Jeremy Glaser: Hi, I'm Jeremy Glaser with Morningstar. I'm here today with Dave Hogan, Client Portfolio Manager for Laudus Mondrian's Emerging Markets Fund. Hi, Dave, it is good to be here with you.
David Hogan: Good morning, Jeremy.
Glaser: You know I think that emerging markets over the last year have really -- they took quite a beating. We saw valuation, multiples just compress and there was a lot of fear that the supposed decoupling of the emerging markets from some of the western markets didn't happen. What kind of opportunities do you see today in emerging markets after that big revaluation?
Hogan: It certainly has been an interesting time, Jeremy, that's for sure. 2008, after a really strong, strong run for emerging markets for about five years, in 2008 the MSCI Emerging Market Index was off over 53%. So you're right, there was a significant revaluation in emerging markets last year.
What we found is that that has created some opportunity. And markets may be choppy for a bit going forward, but what we're finding certainly with the recent performance of the markets, investors are coming back to the asset class for a lot of reasons, including which you mentioned that there was just a major revaluation last year.Read Full Transcript
Glaser: So what about the emerging markets make them more attractive or make them attractive to an investor as compared to say investing in the United States, investing in Europe?
Hogan: Yeah. Emerging markets are interesting in that they really have been maturing quite a bit over the last several years. Currently, emerging markets are about 30% of global GDP. That's up from approximately 20% 10 years ago. Half a dozen emerging countries are amongst the 20 largest economies in the world and China at this point is the third largest economy in the world.

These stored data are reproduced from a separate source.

PR #207, opened 2021-10-29
Add origin

javieri-empathy:
EX-4869

Adds support for the new tracking parameters. Both queries and results will have its own `origin`. This origin can be used to determine their effectiveness in relation to the tool that created them, and the location where this "tool" is placed.

- origin: It is composed by two parts
  - feature: The name of the tool that originated the query or the result
  - location: Where the visual representation of the tool that originated the query or result is placed

Components will have a hardcoded feature, and receive the injected location.


packages/x-components/src/plugins/__tests__/x-plugin-mixin.spec.ts
```diff
@@ -26,54 +28,91 @@ describe('testing $x component API global mixin', () => {
...
-      const listener = jest.fn();
-
-      @Component({
-        template: `<div><slot/></div>`,
-        provide: {
-          origin: 'origin-test'
-        }
-      })
-      class Provider extends Vue {}
+    interface RenderOriginComponentOptions {
```
pmareke, line 31: Can we document these interfaces please?

packages/x-components/src/plugins/x-plugin.mixin.ts
```diff
@@ -88,3 +89,21 @@ export function getRootXComponent(component: Vue): XComponent | undefined {
...
+/**
+ * Creates an {@link Origin} string given a {@link Feature} and a {@link FeatureLocation}. If it
+ * can't create it, it will return `undefined`.
+ *
+ * @param feature - The feature that originated the query, or `undefined` if the event is not
+ * related with a query.
+ * @param location - The location where the event has happened.
+ * @returns The composed origin, or `undefined` if it is not able to create the origin.
+ */
+function createOrigin(
```
pmareke, line 102: Should we add the @internal decorator here?

packages/x-components/src/types/origin.ts
```diff
@@ -0,0 +1,54 @@
...
+  | 'url_history_pdp'
+  | 'url_history'
+  | 'predictive_layer'
+  | 'no_query'
+  | 'results'
+  | 'no_results'
+  | 'partial_results';
+
+/**
+ * The tool that generated a query.
```
pmareke, line 26: `The tool that generates a query.`

packages/x-components/src/wiring/wiring.types.ts
```diff
@@ -127,8 +129,7 @@ export interface WireService<SomeService> {
    *
    * @param method - The method to invoke.
    * @returns A Wire that expects to receive the function parameter as payload.
-   */
-  <SomeMethod extends PropsWithType<SomeService, MonadicFunction>>(method: SomeMethod): Wire<
+   */ <SomeMethod extends PropsWithType<SomeService, MonadicFunction>>(method: SomeMethod): Wire<
```
pmareke, line 132: You're commenting the type, are you?

packages/x-components/src/wiring/wiring.types.ts
```diff
@@ -137,8 +138,7 @@ export interface WireService<SomeService> {
    * @param method - The method to invoke.
    * @param payload - The payload to invoke the service with.
    * @returns A Wire that can be used anywhere.
-   */
-  <SomeMethod extends PropsWithType<SomeService, MonadicFunction>>(
+   */ <SomeMethod extends PropsWithType<SomeService, MonadicFunction>>(
```
pmareke, line 141: Same here.

packages/x-components/src/wiring/wiring.types.ts
```diff
@@ -155,6 +155,5 @@ export interface WireServiceWithoutPayload<SomeService> {
    *
    * @param method - The method to invoke.
    * @returns A Wire that can be used anywhere.
-   */
-  <SomeMethod extends PropsWithType<SomeService, NiladicFunction>>(method: SomeMethod): AnyWire;
+   */ <SomeMethod extends PropsWithType<SomeService, NiladicFunction>>(method: SomeMethod): AnyWire;
```
pmareke, line 158: And here.

packages/x-components/src/x-modules/search/store/types.ts
```diff
@@ -32,7 +32,7 @@ export interface SearchState extends StatusState {
   /** A flag to indicate if new results are append to the current instead of replacing them. */
   isAppendResults: boolean;
   /** The origin property of the request. */
-  origin: QueryOrigin | null;
+  origin: Origin | null;
```
pmareke, line 35: Why here is `null` but later(line 109) is `undefined`?

packages/x-components/src/components/result/base-result-link.vue
```diff
@@ -37,15 +35,7 @@
...
-    /**
-     * The origin to be sent as part of the `params` property in the
-     * {@link @empathyco/x-types#Tagging | tagging} information.
-     *
-     * @public
-     */
-    @Inject({ from: 'origin', default: 'default' })
-    protected origin!: QueryOrigin;
-
+    public $el!: HTMLElement;
```
pmareke, line 38: Could you add some documentation here please?

packages/x-components/src/plugins/__tests__/x-plugin-mixin.spec.ts
```diff
@@ -26,54 +28,91 @@ describe('testing $x component API global mixin', () => {
...
+    });
 
-      wrapper
-        .findComponent(Injector)
-        .vm.$x.emit('UserIsTypingAQuery', 'So awesome, much quality, such skill');
-      componentInstance.vm.$x.on('UserIsTypingAQuery', true).subscribe(listener);
+    it('emits a valid origin when both location and feature are available', () => {
+      const { wrapper, busListener } = renderOriginComponent({
+        feature: 'search_box',
+        location: 'predictive_layer'
```
pmareke, line 106: I'm not sure what is the syntax for this `location` as I can see both `location: 'empty-search'`(in the `bus.decorators.spec.ts`  file) and ` location: 'predictive_layer'`.

pmareke (changes requested):
Great job mate, ❤️

herrardo (changes requested):

packages/x-components/src/wiring/wiring.types.ts
javieri-empathy: I did this change accidentally when removing unused imports. I rolled it back.

packages/x-components/src/x-modules/search/store/types.ts
javieri-empathy: Good catch, it should be `null`

packages/x-components/src/types/origin.ts
```diff
@@ -0,0 +1,54 @@
...
+export type Feature = QueryFeature | ClickFeature;
+
+/**
+ * The name of the feature that the query comes from.
+ *
+ * @public
+ */
+export type QueryFeature =
+  | 'search_box'
+  | 'linked'
```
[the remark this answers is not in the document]
javieri-empathy: Changed it. Any more pending changes? Should I talk with someone from the data or playboard team just to confirm?

packages/x-components/src/plugins/__tests__/x-plugin-mixin.spec.ts
javieri-empathy: `empty-search` shouldn't exist. Fixed it.

packages/x-components/src/plugins/__tests__/x-plugin-mixin.spec.ts
javieri-empathy: Done

pmareke (approved):

packages/x-components/src/plugins/x-plugin.mixin.ts
```diff
@@ -60,11 +61,15 @@ export function getBusAPI(bus: XBus, component: PrivateExtendedVueComponent): XC
...
-      metadata: Omit<WireMetadata, 'moduleName'> = {}
+      metadata: Omit<WireMetadata, 'moduleName' | 'origin'> = {}
     ) => {
       const xComponent = component.xComponent;
-      const moduleName = xComponent ? getXComponentXModuleName(xComponent) : null;
-      bus.emit(event, payload as any, { moduleName, origin: component.$origin, ...metadata });
+      bus.emit(event, payload as any, {
+        moduleName: xComponent ? getXComponentXModuleName(xComponent) : null,
+        origin: createQueryOrigin(metadata.feature, component.$location as QueryLocation),
+        location: component.$location,
```
javieri-empathy, line 70: I'm not sure about using the `location` for tracking result events. I think we are mixing again the feature with the location we place it. For me it is clearer to see `recommendations:predictive_layer`, `recommendations:no_results`, rather than `no_results`, and having to think what feature are we using in the no_results? Is it the recommendations? Or viceversa, seeing `recommendations` without an `origin` and thinking _"hmm, they haven't origin so they might have no query associated. I guess these are the recommendations that we paint in the `no_query` location"_

packages/x-components/src/types/result-location.ts
```diff
@@ -0,0 +1,12 @@
+/**
+ * Indicates where the result where the event comes from is located.
+ *
+ * @public
+ */
+export type ResultLocation =
+  | 'recommendations'
```
javieri-empathy, line 7: I know we talked yesterday about using `recommendations` here because if the reccommendations come without origin they should be the ones in the `no_results` situation, but I would name them `no_query`. How are we going to distinguish them from the ones in the `predictive_layer`?

pmareke (dismissed):

packages/x-components/src/plugins/x-plugin.mixin.ts
```diff
@@ -60,11 +61,15 @@ export function getBusAPI(bus: XBus, component: PrivateExtendedVueComponent): XC
...
       payload?: XEventPayload<Event>,
-      metadata: Omit<WireMetadata, 'moduleName'> = {}
+      metadata: Omit<WireMetadata, 'moduleName' | 'origin'> = {}
     ) => {
       const xComponent = component.xComponent;
-      const moduleName = xComponent ? getXComponentXModuleName(xComponent) : null;
-      bus.emit(event, payload as any, { moduleName, origin: component.$origin, ...metadata });
+      bus.emit(event, payload as any, {
+        moduleName: xComponent ? getXComponentXModuleName(xComponent) : null,
+        origin: createQueryOrigin(metadata.feature, component.$location as QueryLocation),
```
tajespasarela, line 69: I'm not sure this is the right place to do this. The event should contain the feature and the location. Then the search  
 merge them before send to the API. Once the API responses with the tagging object, that info is captured by Tagging Module, and tracked to Tagging API.
When a result click/addToCart/... is done, the origin of the query is already in the Tagging Module, to add to the click track.

packages/x-components/src/plugins/x-plugin.mixin.ts
```diff
@@ -60,11 +61,15 @@ export function getBusAPI(bus: XBus, component: PrivateExtendedVueComponent): XC
     emit: <Event extends XEvent>(
       event: Event,
       payload?: XEventPayload<Event>,
-      metadata: Omit<WireMetadata, 'moduleName'> = {}
+      metadata: Omit<WireMetadata, 'moduleName' | 'origin'> = {}
```
tajespasarela, line 64: shouldn't be the location omitted too?

packages/x-components/src/components/result/base-result-link.vue
```diff
@@ -62,40 +57,26 @@
     @Prop({ required: true })
     protected result!: Result;
 
-    /**
```
tajespasarela, line 65: remove the origin mentioned in the Events list down on the docs block

packages/x-components/src/x-modules/search/store/types.ts
```diff
@@ -106,7 +106,7 @@ export interface SearchMutations extends StatusMutations {
    *
    * @param origin - The new origin.
    */
-  setOrigin(origin: QueryOrigin | undefined): void;
+  setOrigin(origin: QueryOrigin | undefined | null): void;
```
tajespasarela, line 109: what's the difference between having `undefined` origin and having `null` origin? do we need both?

tajespasarela (changes requested):

packages/x-components/src/plugins/x-plugin.mixin.ts
```diff
@@ -15,8 +16,8 @@ declare module 'vue/types/vue' {
 }
 
 interface PrivateExtendedVueComponent extends Vue {
+  $location?: QueryLocation | ResultLocation;
```
tajespasarela, line 19: If we want this injected location to be reactive, we need the @XProvide and @XInject

tajespasarela (changes requested):

packages/x-components/src/types/result-location.ts
javieri-empathy: Done, merged both now that it is tracked in the same way

packages/x-components/src/plugins/x-plugin.mixin.ts
javieri-empathy: I think this is the right place, the components are the only place you can retrieve both the location and the feature, and merge them into an origin. I see this as "enriching the metadata". If not you would have to do this in a mutation.

packages/x-components/src/x-modules/search/store/types.ts
javieri-empathy: They are equivalent, indeed they should be transformed both to `null`. The point is that the `origin` is optional in the metadata, and this mutation params were extended to support also that case.

packages/x-components/src/x-modules/search/wiring.ts
```diff
@@ -46,7 +47,7 @@ export const cancelFetchAndSaveSearchResponseWire = wireDispatchWithoutPayload(
  *
  * @public
  */
-export const setOrigin = wireCommit('setOrigin', ({ metadata }) => metadata.origin);
+export const setOrigin = wireCommit('setOrigin', ({ metadata }) => metadata.origin as QueryOrigin);
```
tajespasarela, line 50: We can do this:
```
export const setOrigin = wireCommit('setOrigin', 
  ({ metadata: { feature, location } }) => createQueryOrigin(feature, location)
);
```
or we can create an action to do that, to not overload the wire with logic

packages/x-components/src/x-modules/search/store/types.ts
tajespasarela: with the change I suggest below, the `createQueryOrigin` can always return an origin or `null`

tajespasarela (changes requested):

packages/x-components/src/plugins/x-plugin.mixin.ts
```diff
@@ -88,3 +91,22 @@ export function getRootXComponent(component: Vue): XComponent | undefined {
...
+ * Creates a {@link QueryOrigin} string given a {@link QueryFeature} and a {@link Location}.
+ * If the {@link QueryOrigin} can't be created, it returns `undefined`.
+ *
+ * @param feature - The feature that originated the query, or `undefined` if the event is not
+ * related with a query.
+ * @param location - The location where the event has happened.
+ * @returns The composed origin, or `undefined` if it is not able to create the origin.
+ * @internal
+ */
+function createQueryOrigin(
```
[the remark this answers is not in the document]
javieri-empathy: single-responsibility

Jokes aside, I agree that the bus is not the place to do it, even if I don't consider the `x-plugin.mixin` the bus itself, but a mixin that integrates the bus into the components adding features.

But I thought that the `map` operator in the wiring was supposed to be used as a "pick", not for creating new elements. If I have to move the createOrigin from where now it is, I'd rather move it into the `setOrigin` mutation that we have.

packages/x-components/src/x-modules/search/wiring.ts
javieri-empathy: Done with action

packages/x-components/src/plugins/x-plugin.mixin.ts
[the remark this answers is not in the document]
javieri-empathy: I hadn't read that you agree to do it in an action. I did in in that place instead, much better.

packages/x-components/src/x-modules/scroll/config.types.ts
```diff
@@ -0,0 +1,6 @@
+/**
```
tajespasarela, line 1: remove this file from this PR

packages/x-components/src/x-modules/search/wiring.ts
```diff
@@ -46,7 +46,7 @@ export const cancelFetchAndSaveSearchResponseWire = wireDispatchWithoutPayload(
  *
  * @public
  */
-export const setOrigin = wireCommit('setOrigin', ({ metadata }) => metadata.origin);
+export const setOrigin = wireDispatch('saveOrigin', ({ metadata }) => metadata);
```
tajespasarela, line 49: rename the const to `saveOrigin`

tajespasarela (changes requested):

tajespasarela (approved):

So those markets are maturing and certainly very impactful. Maybe more specifically as we stand today, a lot of emerging economies, in particular Asian emerging economies, are particularly well positioned to come out of this equity cycle that we've been in. Their balance sheets are in order, if you will, the stimulus activity that they're getting involved in, they're doing in from a position of strength, they are spending capital that they don't have to borrow.
So in many cases, they're actually better positioned than developed western economies as we face a number of the same issues.
Glaser: So specifically, what countries do you think are kind of going to be at the top of that leader board and which ones do you think might lag a little bit?
Hogan: Right now, we are favoring - we like China. We had been underweight China much of 2008, but a combination of that market revaluating pretty materially and some of that forced ability we see where they are, it looks like GDP is setting in around 5% there and so we like China.
We are overweight Taiwan actually. And we actually have a modest overweight to Russia. That is a country that revalued very significantly in 2008 and so as a result we have some compelling valuations from a bottom-up standpoint.
Glaser: And then in which countries are you underweight?
Hogan: As far as countries that are significant to the index, Korea is about 13% of the MSCI Emerging Market Index and we are underweight there. We are materially underweight. We're less constructive on Korea. We think their banking sector has some issues. There are very high levels of consumer debt. There are some issues of transparency in that economy that make it a little more challenging for outside investors, so that is a market in particular that we are underweight right now.
Glaser: And then what do you think about kind of India and Brazil and, some of the other larger countries?
Hogan: We're also quite underweight India. I think we can summarize that by saying we just see more compelling opportunities elsewhere in the global. In Brazil, another major country index, we're modestly underweight there, not significantly underweight but modestly underweight.
There are some good companies there, some good valuations. There's also a lot of research driven issues in Brazil and we are not an inflationary camp and we are in general underweight material, so that kind of affects our outlook for Brazil in particular.
Glaser: Oh great. Well, Dave, thanks so much for speaking to me today.
Hogan: I appreciate it. Thank you.
Glaser: I'm Jeremy Glaser with Morningstar. Thanks for watching.